[Syrphidae] Re: Male genitalia rotation

Francis Gilbert Francis.Gilbert at nottingham.ac.uk
Wed Feb 10 16:04:19 GMT 2021


I do not think the degree of rotation in syrphid genitalia is fully understood yet. I don't think it is the full 360 degrees of the Schizophora, but it is hard to be certain because of great confusion in the identification of the tergites and sternites of the postabdomen in syrphids, plus a lack of evidence.

Whether less than 360 degrees provides a bit of flexibility in mating position, I don't know. Some end-to-end matings have the male upside down, whilst others they are both upright.

If Ximo's paper is correct and end-to-end requires a different kind of rotation, then those syrphids mating like that should either have unrotated or even more rotated genitalia. However, Sphaerophoria is one of the ones that actually has been studied (Zaka-ur-Rab 1979) but unfortunately his account is also one of the hardest to understand, and probably is full of mistakes.

The crucial evidence of rotation from internal anatomy (particularly tracheae, nerves and the ejaculatory duct) are only available from Gäbler (who suggested only a 90 degree turn in Eristalis) and Griffiths (in "Syrphus", from serial sections, but not reported in detail).

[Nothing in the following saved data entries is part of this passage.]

PR #1710, opened 2026-08-12
test(conformance): count coding-axis merges across two or more unchanged nucleotides

nh13:
Representation-Change: none. Test and conformance-corpus instrumentation only; no file under `src/normalize/`, `src/hgvs/`, `src/spdi/` or `src/project/` is touched, and the full suite is green on the shipping rule with every pre-existing pin unmoved.

**Rebased onto `origin/main` `57f71d31`** (from `e98fa77e`) while applying review findings. The branch's own delta is byte-identical across the rebase apart from the three edits described under "the 5 are not unresolved" — verified by diffing `git diff <old-base>..<old-tip>` against `git diff <new-base>..HEAD`, which differ only in those hunks and in hunk offsets. `57f71d31` carries #1718, which touches the same conformance-axis files, so the local gate was re-run on the rebased tree rather than inherited.

## Read this first — the motivating figure moved by 40x while this PR was open, and nothing went red

This PR was written against a `canonical-coalesced` figure of **122 of 997**. **#1698** (`fix(normalize): require a gap-bearing insert before the delins.md:44-47 merge`) landed on `src/normalize/merge.rs` between the branch point and this rebase and took that figure to **3 of 997** — 119 of the 122 removed. **No test failed**, because the figure lived only in prose. That is the exact hazard this module exists to remove, realised on the module itself, so it is recorded here rather than quietly restated.

Every figure below has been re-derived on `origin/main` at `1ea75334`, with attribution measured rather than assumed. The four arms were re-run twice — once with the original numerator and once with the widened one — so movement is attributed to #1698 rather than to this branch's own changes.

| figure | as originally written | re-derived at `1ea75334` | why it moved |
|---|---|---|---|
| `canonical-coalesced` arm | **122** of 997 (3' and 5') | **3** of 997 (3' and 5') | #1698 |
| its decomposition | 31 / 30 / 30 / 31 at gaps 2 / 3 / 5 / 8, two- and three-member designs | 1 row at separation 3, 2 rows at separation 2 — all two-member, all collapsing to one member | #1698 |
| shipped rule, `shadow` | 0 / 0 | 0 / 0 | unchanged |
| `canonical` | 1 (`s01-c1-pair-inv-del-p4-sep3`) | 1, the same row | unchanged |
| sub-floor merges (separation exactly one) | 16 | **41 of 340** | the numerator was widened; see below |
| …of which collapse all the way to one member | 16 | **16** | **unchanged by #1698** |
| pass attribution of those 16 | "14 from `merge.rs:188` + 1 from `coalesce_whole_block_inversion`" | 15 two-member pairs + 1 three-member whole-span `inv` (`s00-c1-m3-all-inv-p4-sep1`) | the original 14 + 1 sums to 15 against a stated total of 16 |
| sub-floor verdicts | 9 licensed / 5 **unresolved** / 2 rule 1 violations | 9 licensed / 5 **unlicensed** (#1744) / 2 **unlicensed, filed** (#1716) | see "the 5 are not unresolved"; and #1725 makes none of the 7 a rule-1 violation |
| suite | "10,163 passed, 0 failed" | 10,162 passed / **1 failed** at that head | the claim predated the commit that broke it; green now |

**What survives that, and what does not.** The scale argument does not: at 3 rows this is not "the canonical arm's largest blocking family", and saying so would be reframing around a number instead of reporting it. The **disjointness** argument does, and it is the one the counter rests on — `guard_violations` *cannot* count these rows at any size, which is a structural fact about `is_svd_wg010_shape`'s domain rather than a claim about how many rows there happen to be. #1698 is itself the argument for keeping the counter: it moved this population by 97.5% and every test stayed green.

## The gap this closes

`spec_conformance_axis`'s `guard_violations` is a **negative guard for rejected SVD-WG010**, and its rows are chosen by `spec_corpus::is_svd_wg010_shape`: the two **frameless** shapes (`Genomic`, `NonCodingMultiExon`), a separation of **exactly one**, and **exactly two** members. The coding axis is outside that domain twice over.

So when a coding-axis multi-member allele is merged, **no counter in the conformance axis can rise** — not "does not today", but cannot, at any separation and for any member count. That disjointness is now pinned as a property of the corpus by `the_coding_axis_merge_population_is_what_it_says_it_is`, not asserted in a doc comment.

## What this adds

A second counter **beside** the guard, never a widening of it — `is_svd_wg010_shape` is untouched, because relaxing its `frameless` conjunct would silently re-scope a negative result about a *rejected* proposal into a different instrument carrying that guard's name and its published zero.

- `Row::coding_axis_separation_two_or_more` marks the population: a **coding**, `Mechanism::Cis`, multi-member design whose members each consume reference and sit **two or more** unchanged nucleotides apart, with an **irreducible** separation.
- `Census::coding_axis_separation_two_or_more_merges` counts how many of those normalize to **fewer members than were authored**, on the authored spelling only.
- `Census::coding_axis_separation_two_or_more_rows` and `CorpusShape::coding_axis_separation_two_or_more_rows` are the denominator, pinned on both sides and asserted non-zero, so `0 of 0` fails as VACUOUS rather than passing as a result.
- `the_coding_axis_merge_counter_can_observe_a_merge` is a **positive control** — see below.

## Read the ledger, not only the clauses

`general.md:34` / `DNA/delins.md:17` are what make the population interesting. They are **not** the whole authority over it, and an earlier revision of this PR cited only them. `tests/it/clause_ruling_index.rs` marks both `[MULTI]`, and three records govern parts of these rows:

| record | status | what it does to this population |
|---|---|---|
| `delins-payload-coincidence-carve-out-is-coding-dna-scoped` | decided | scopes `delins.md:47`'s payload-coincidence carve-out to the **coding DNA axis** — this population's axis, and the one axis where `general.md:34` is overridden for that shape |
| `delins-merge-vs-individual-gap-two-or-more` | decided | `:44-47` governs `:17`, scoped to the alignment-coincidence shape and to the net-deletion direction; outside that, `general.md:34` still governs |
| `delins-recommendation-reach-when-the-input-arrives-split` | not settled | the genuine residue: which clause a *re-derivation* lands on. Narrower than "may ferro merge an authored split", which `canonical-form-choice-when-both-legal` already answers |

**So neither a rise nor the zero means one thing.** Within the payload-coincidence shape the first record *ratifies* the merge on this axis, so a rise there is a decided ruling arriving on the shipped rule and the shipping arm's `0` is that ruling **not yet implemented** — not a clean bill. Outside that shape `general.md:34` governs and a rise needs explaining. The counter cannot separate them, which is why it counts and does not adjudicate. The pass producing every merge the counter sees on the coalesced arm, `coalesce_payload_alignment_split`, cites the first record in its own doc comment.

## The numerator was blind to a partial merge

It tested `members_of(output).len() < 2`, copied from `guard_violations` — where `is_svd_wg010_shape` pins exactly two members, so "fewer than two" and "merged" are the same statement. This population admits 2, 3 and 4 members, and **313 of the 997 flagged rows carry three or four**, so a 4-member row merged to 2 counted as **zero**.

It now tests `< row.members`, which is the property the doc comments already claimed. Above the floor this moves nothing — all four arms re-measured either way read 0 / 0 / 1 / 3. Below the floor, **25 of the 41 merges were uncounted**.

## A positive control, because a zero pin cannot detect a blinded counter

Hard-wiring the numerator so it can never increment **passed** both censuses, the corpus-shape test and the population test. "Pinned at 0" and "wired to 0" were the same observation — in a module whose thesis is that a counter nobody has seen move is not an instrument.

`the_coding_axis_merge_counter_can_observe_a_merge` exercises the predicate directly against real corpus rows: an authored multi-member spelling must not count, a single-member output must, and a 3-or-more-member row collapsed to two must. Verified against the mutation: with the numerator wired to `false`, it is the **only** one of the five tests that fails.

The rest of the matrix was already sound and is unchanged: predicate always-true, predicate always-false (as VACUOUS, in the exact words the docs promise), the floor weakened to one, and the numerator forced always-true are each caught; dropping the `irreducible` conjunct moves the denominator 997 -> 2,527 and the numerator 0 -> 74, so that conjunct is load-bearing.

## Measured, in both directions

Pinned at **0 of 997** in `THREE_PRIME` and `FIVE_PRIME`. The zero is a real negative result: `coalesce_payload_alignment_split` is reached only when `payload_coalesce_applies` sees `PartitionRule::CanonicalCoalesced`, so it never runs on the shipped rule. That is a mechanical reason, not an empirical coincidence — which is also why the shipping zero is invariant under #1698 while the coalesced arm collapsed.

| `FERRO_PARTITION` | 3' | 5' |
|---|---|---|
| unset — the shipped rule | **0** of 997 | **0** of 997 |
| `shadow` | 0 | 0 |
| `canonical` | 1 | 1 |
| `canonical-coalesced` | **3** | **3** |

## Why the floor is two, and what that costs

`general.md:35` / `DNA/delins.md:18` carve out an exception on this same axis for two variants "separated by **one** nucleotide, together affecting one amino acid". Measured on the shipping rule at `1ea75334`: **41 of 340** rows merge at a separation of exactly one, and **0 of 997** at two or more.

The 41 decompose by how far each row collapsed — the finding line now reports `<authored> members -> <observed>`:

| shape | rows | visible to the old `< 2` numerator? |
|---|---:|---|
| 2 authored members -> 1 | 15 | yes |
| 3 authored members -> 1 (a whole-span `inv`) | 1 | yes |
| 4 authored members -> 3 (a **partial** merge) | 25 | no |

So the earlier figure of **16** is the first two rows and is unchanged; read "16 -> 41" as an instrument that got less blind, not as behaviour that changed.

**Those 16 are not the codon exception firing.** Knocking out each merge pass singly shows `apply_coding_codon_exception` produces none of them.

**And the 5 are not unresolved.** An earlier revision filed them as unresolved on the strength of `codon-carve-out-shape-restriction`, which is a **decided** record (WIDEN, operator ruling 2026-08-10) and which answers this sub-case rather than leaving it. Two claims were being run together: what is *not yet implemented* is the widening's effect on `apply_coding_codon_exception`; what is *not* unsettled is whether the exception reaches a frameshift pair. It does not — the record's own words are that "together affecting one amino acid" cannot cover a frameshift pair, "so the widened rule declines there for the reason the spec gives rather than by a shape test".

Ferro merges those 5 anyway, which puts them in the same category as the 2 filed as **#1716**: output no cited clause licenses. **On this corpus the sub-floor count of unlicensed merges is 7, not 2** — and since the 9 / 5 / 2 decomposition is over the 16 full collapses only, with the 25 partial merges unclassified, 7 is a floor.

**The 5 are filed as #1744, and that is now named in the code rather than described as a gap.** The comment used to read "the missing artifact is an issue for the 5, filed the way #1716 was for the 2, and until that exists this comment is the only record"; the issue exists, so the comment points at it. Read #1744 rather than the comment for their status: under `separation-rule-force-modal-or-negation` (**decided**, 2026-08-12) all 7 are rule-**2** departures to disclose rather than rule-7 bugs, and whether they are *accepted and disclosed* or *closed* is a trade nobody has made. The comment previously said the classification changed "what they cost a release and not whether they are wrong", which pre-empted that open question; it now says so explicitly and defers to #1744.

| verdict | rows | what they are |
|---|---:|---|
| licensed | 9 | two lone substitutions in one codon, net length 0 — the exception's own shape; plus one whole-span `inv` |
| **unlicensed** | **5** | a frameshift *inside* one codon; the decided record above declines them |
| **unlicensed, filed** | **2** | the merged span crosses two codons — #1716, reproducing on the prepared reference as `LRG_199t1:c.[18_19del;21A>C]` -> `c.18_21delinsTC`. **Not a rule-1 violation**: #1725's `separation-rule-force-modal-or-negation` grades `general.md:34` as README rule 2 in its entirety, so this is a deviation to disclose and pin, not a rule-7 bug |

A floor of one would therefore open at a non-zero pin summing rows with three different verdicts. The floor is read off the exception's own stated conjunct, so it is a textual scope rather than a ruling. The cost is stated rather than hidden, and it is worse than the first revision of this PR said: the sub-floor gap conceals **known defects**, not merely an unsettled question.

## One argument, one place

The floor-of-two rationale was written out seven times across the two files and the sub-floor figure three times, and two of those copies had drifted into contradicting each other **406 lines apart in one file** — one asserting ferro implements the codon exception and it accounts for the sub-floor merges, the other retracting exactly that. It is now stated once, on `spec_corpus::is_coding_axis_separation_two_or_more_shape`; every other site points at it.

## Also

- The population predicate requires `Mechanism::Cis` rather than `combines_members()`, which also admits `Trans` and `UnknownPhase`. No row changes today (probe: `by_mechanism = {cis: 997}`), but a merged *trans* allele is an unambiguous defect and must not arrive silently under prose describing an unsettled adjudication.
- The disjointness assertion names the SVD-WG010 guard rather than asserting the row carries no guards at all, so a later unrelated guard label cannot fail it with a message about SVD-WG010.
- The population test now discloses that it does **not** check irreducibility — a `Row` does not carry the triples the check needs, and dropping that conjunct leaves the test green while moving the census figures. It is defended by the two census pins, not by that test.

## Verification

Re-run after the rebase, not before — the previous claim of "10,163 passed, 0 failed" was taken before the commit that broke it, and that head in fact ran 10,162 passed / 1 failed on `ruling_citation_currency::no_ruling_citation_contradicts_the_ledger_status`, which was this branch's only CI failure and is fixed here.

- `cargo run --features dev --bin generate_spec_fixture` and `generate_spec_enumeration`, then `cargo nextest run --features dev --lib --test it`, with `FERRO_MANIFEST` set so the reference-aware suites run rather than skip. Exit status captured into the log and read back out of it.
- `scripts/run_oracle_suite.sh`, which mirrors `test-oracle`'s flags and selection.
- `cargo fmt --all --check` and `cargo clippy --all-features --all-targets -- -D warnings` both clean.
- Every pre-existing pin is unmoved in both directions, including the counters #1708 re-blessed.

### DIFF
--- a/src/conformance/spec_corpus.rs
+++ b/src/conformance/spec_corpus.rs
@@ -523,6 +523,37 @@ pub struct Row {
     /// emitted SVD-WG010's own worked example. So the shape is generated with the
     /// guard attached rather than left to be re-discovered.
     pub negative_guards: Vec<&'static str>,
+    /// Whether this row is in the population a **coding-axis** merge across
+    /// **two or more** unchanged nucleotides could be observed on. See
+    /// [`is_coding_axis_separation_two_or_more_shape`], which carries the
+    /// reasoning — including why the floor is two rather than one.
+    ///
+    /// # An instrument's denominator, not a guard and not a ruling
+    ///
+    /// [`Self::negative_guards`] marks a row whose merge would implement a
+    /// **rejected** proposal, so a violation there is a verdict. This flag marks
+    /// a row where a merge is merely *interesting*, and its counter reports how
+    /// many such merges happen. It asserts nothing about whether they are right:
+    /// the adjudication is the operator's and is open.
+    ///
+    /// What makes the population worth counting is that `general.md:34` and
+    /// `DNA/delins.md:17` speak to it in as many words — "two variants separated
+    /// by one or more nucleotides should be described individually and **not**
+    /// as a 'delins'".
+    ///
+    /// # Why it exists as a separate flag
+    ///
+    /// [`is_svd_wg010_shape`]'s domain and this one's are **disjoint by
+    /// construction**: that guard admits only the two frameless shapes
+    /// ([`RefShape::Genomic`], [`RefShape::NonCodingMultiExon`]) at a separation
+    /// of exactly one with exactly two members, so it cannot count a coding-axis
+    /// merge at any separation, for any member count. Widening it would silently
+    /// re-scope a guard for a rejected proposal into something else, so this is a
+    /// second marker beside it rather than a change to it.
+    ///
+    /// Set by [`build_family`] alone, so it is a property of family rows;
+    /// single, conflicting and prohibited rows carry `false`.
+    pub coding_axis_separation_two_or_more: bool,
     /// Member layout (#1456).
     pub geometry: Geometry,
     /// Transcript placement (#1478).
@@ -1483,6 +1514,20 @@ impl SpecCorpus {
         self.rows.iter().map(|row| row.spellings.len()).sum()
     }
 
+    /// Rows in the coding-axis merge instrument's population — the denominator
+    /// its count is `n of` (see [`Row::coding_axis_separation_two_or_more`]).
+    ///
+    /// Reported so a consumer can fail as VACUOUS rather than read `0` as a
+    /// result: a corpus that stopped generating coding-axis separated designs
+    /// would otherwise report no merges and look like a clean bill of health.
+    #[must_use]
+    pub fn coding_axis_separation_two_or_more_rows(&self) -> usize {
+        self.rows
+            .iter()
+            .filter(|row| row.coding_axis_separation_two_or_more)
+            .count()
+    }
+
     /// Rows of each kind.
     #[must_use]
     pub fn by_kind(&self) -> BTreeMap<RowKind, usize> {
@@ -2118,18 +2163,36 @@ fn build_family(design: Design<'_>) -> Attempt {
         return Err((design.id, DropReason::Singleton));
     }
 
+    // Both the negative guard and the coding-axis merge instrument want the same
+    // property of the design: that the unchanged bases between the members
+    // cannot be shifted away. Two members separated by one `T` inside a `T`-tract
+    // are the *same variant* as two adjacent members, so a merge there is the 3'
+    // rule rather than a merge across a separation. Computed once and read twice;
+    // see `is_svd_wg010_shape`'s "This is only half the test".
+    let irreducible = triples
+        .iter()
+        .all(|t| equivalent_placements(served, t.0, &t.1, &t.2).is_empty());
+
     // The negative guard survives only when the intervening base is
     // irreducible: see `is_svd_wg010_shape`.
-    let negative_guards = if design.negative_guard_candidate
-        && triples.len() == 2
-        && triples
-            .iter()
-            .all(|t| equivalent_placements(served, t.0, &t.1, &t.2).is_empty())
-    {
+    let negative_guards = if design.negative_guard_candidate && triples.len() == 2 && irreducible {
         vec![SVD_WG010_GUARD]
     } else {
         Vec::new()
     };
+
+    // The coding-axis merge instrument's population. `triples.len()` must equal
+    // the member count for `irreducible` to be a statement about every member —
+    // a design whose members collapsed into fewer triples has already been
+    // re-read by the applier, so its separations are not the authored ones.
+    let coding_axis_separation_two_or_more = triples.len() == design.members.len()
+        && irreducible
+        && is_coding_axis_separation_two_or_more_shape(
+            frame.shape,
+            &design.members,
+            design.separation,
+            design.mechanism,
+        );
 
     let window = hi - lo + 2 * 128;
     Ok(Row {
@@ -2146,6 +2209,7 @@ fn build_family(design: Design<'_>) -> Attempt {
         mechanism: design.mechanism,
         prohibition: None,
         negative_guards,
+        coding_axis_separation_two_or_more,
         geometry: design.geometry,
         region: design.region,
         scale_bands: scale_bands(hi - lo, window),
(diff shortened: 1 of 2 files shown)


nh13:
@coderabbitai pause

There is plenty of evidence from Schizophora of all three elements crossing over in segments 7-8.

Francis

From: syrphidae-bounces at lists.nottingham.ac.uk [mailto:syrphidae-bounces at lists.nottingham.ac.uk] On Behalf Of ximo mengual sanchis
Sent: 10 February 2021 15:30
To: Hoverfly discussion list <syrphidae at lists.nottingham.ac.uk>
Subject: [Syrphidae] Male genitalia rotation

Dear all,

this publication came out a couple of years ago, and since then, I wonder if Sphaerophoria or Ornidia (whose species copulate in an end-to-end position) are examples of "reverse evolution".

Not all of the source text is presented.